You can tell how placid and serene the center is by the way wildlife is behaving inside the compound. Nearly daily, I would see a monitor lizard, one as long as 2.5 feet, walking so leisurely across a paved walkway while meditators on their after-lunch walk stopped to make way for it. Some would stop and engage in eye-contact! The small birds who resemble little pigeons would land as close as a meter from you and feed on the ground. The squirrels usually stay on top of trees and make loud noises.
Breaking the Mold
My sits were largely frustrating because the mind kept wandering away - sex, food, people, adventures, Cubbyhole thoughts, etc. Not making serious progress, I was beginning to feel guilty about the food and accommodation - was I just eating their food and occupying space? Luckily, I got a break and reached new ground. I've done a straight 2-hour sit with sharp focus and have gone to a depth I've never been to before, although I didn't dissolve into a mass of vibration yet - I was still solid but with large pockets of sensation. Out of a 10.5 hours of daily meditation, I would be lucky to have a one-hour sit where the mind completely cooperated - the rest would more resemble a tug-of-war between the wandering mind and the internal focus. Making best use of my time in the center, I went to the meditation hall even outside the group sit period, instead of doing it in my room where I know I would inevitably fall asleep.
Verbalizing to Keep Focus
The practice doesn't encourage verbalization, but sometimes, it is what allows me to stay focused. For every body part, I would verbalize in my mind's eye,
awareness "...I am aware of my shoulders. It is broad and round with 3 deltoids...the front and middle bigger than the rear. With a vigilant mind, I am alert to any arising sensation...pleasant or unpleasant."
sensation "...with this arising sensation, I observe it with an equanimous mind with no reaction whatsoever knowing fully well that this sensation arises, persists and eventually passes away in compliance to the natural law of impermanence."
Staying In-Character or being At-Ease
Nearly all the meditators remained "in character" after the group sit. They walked meditatively and ate meditatively. I would have wanted to do that as well as I've done in the past, but my mind badly needed a break. It's no easy job reigning-in the mind for 10.5 hours/day! Instead, I just felt "at ease" like it's a normal life. This gave my mind the break it needed.
Even though the participants came from all walks of life, it was fairly obvious who were the more established ones - seniors who have done well and prospered. What gets my attention is that even though they have reached a high level in the economic totem pole, and given their life experience, they still had the humility to admit they haven't figured out everything in life yet...thus their participation in the Vipassana course.

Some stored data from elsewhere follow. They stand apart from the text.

PR #1036, opened 2020-02-28
Revert #1021 Defer JUnit runner initialization

### LINKED ISSUE #1035: Deferred PactRunner initialization causes JUnit 4.13 to not pick up any pacts
The changes from #1021 are causing the test runner to not have any children when `getFilteredChildren()` in JUnit is called when the runner is configured by JUnit. `getFilteredChildren()` does a one-time initialization of the `filteredChildren` field, but gets called before `PactRunner.run()` does. I'm seeing this with the Maven Surefire plugin and with IntelliJ's JUnit runner on JUnit 4.13. JUnit 4.12 doesn't exhibit this behavior because of a change in the `getFilteredChildren()` method.

One solution is to call `initialize()` when `getChildren()` is called, but that may counteract the changes in #1020/#1021.

mikahjc:
Fixes #1035. @dbevacqua, could you see if this causes a regression of #1020? If so, we should rethink how initialization is handled.

### DIFF
--- a/provider/pact-jvm-provider-junit/src/main/kotlin/au/com/dius/pact/provider/junit/PactRunner.kt
+++ b/provider/pact-jvm-provider-junit/src/main/kotlin/au/com/dius/pact/provider/junit/PactRunner.kt
@@ -53,20 +53,8 @@ open class PactRunner<I>(clazz: Class<*>) : ParentRunner<InteractionRunner<I>>(c
 
   private val child = mutableListOf<InteractionRunner<I>>()
   private var valueResolver = SystemPropertyResolver()
-  private val clazz = clazz
-  private var initialized = false
 
-  override fun run(notifier: RunNotifier?) {
-    initialize()
-
-    super.run(notifier)
-  }
-
-  private fun initialize() {
-    if (initialized) {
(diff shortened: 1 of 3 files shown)


dbevacqua:
Unfortunately I think this will indeed cause a regression. It is going to be tricky to resolve. Initialising the children involves creating new `InteractionRunner`s, which require a `PactSource`. The `PactSource` for a `SpringRestPactRunner` requires a `ValueResolver`, which in this case requires an `Environment` from an `ApplicationContext` (see https://github.com/DiUS/pact-jvm/blob/4_0_6/provider/pact-jvm-provider-spring/src/main/kotlin/au/com/dius/pact/provider/spring/SpringRestPactRunner.kt#L57-L59). I have not yet determined where the `ValueResolver` is used but it is not obvious whether its initialization can be deferred.

Given that #1020 is not a bug as such, and that `@Category` is an experimental feature of JUnit 4 which has been superseded by `@Tag` with filters (which may or may not suffer from #1020 - I have not tested this), we should probably revert #1021 until/unless we can see a way to defer initialization of the `ValueResolver`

Vedaña (Sensation) - the missing Link
This is the crux of Buddha's contribution to humanity (in my humble understanding). The ramification of this discovery is profound, sweeping and renders the old understanding to be flawed. Until Buddha became enlightened, the common thinking was, worldly pleasures are the cause of craving and misery. Thus, the devotees have gone through extreme abstinence or penitence such as eating one grain of rice a day, reducing their bodies to skin and bones. Buddha discovered that between the worldly pleasures (or pain) and the resulting craving or aversion is a missing link - vedaña or sensation. This is what needs to be dealt with and not the external factor. With this, the Middle Way was born. It was now ok to eat as much as needed to satiate the needs of the body.
How was this possible? Let's use Steve Harvey as an example when he announced wrongly who won the Ms. Universe pageant. If you were that contestant who was declared Ms. Universe, you'd jump for joy feeling on top of the world. But when Steve later admitted fault and gave the crown to someone else, you were crushed into unfathomable misery. This can ruin your life! How do we apply Buddha's discovery here?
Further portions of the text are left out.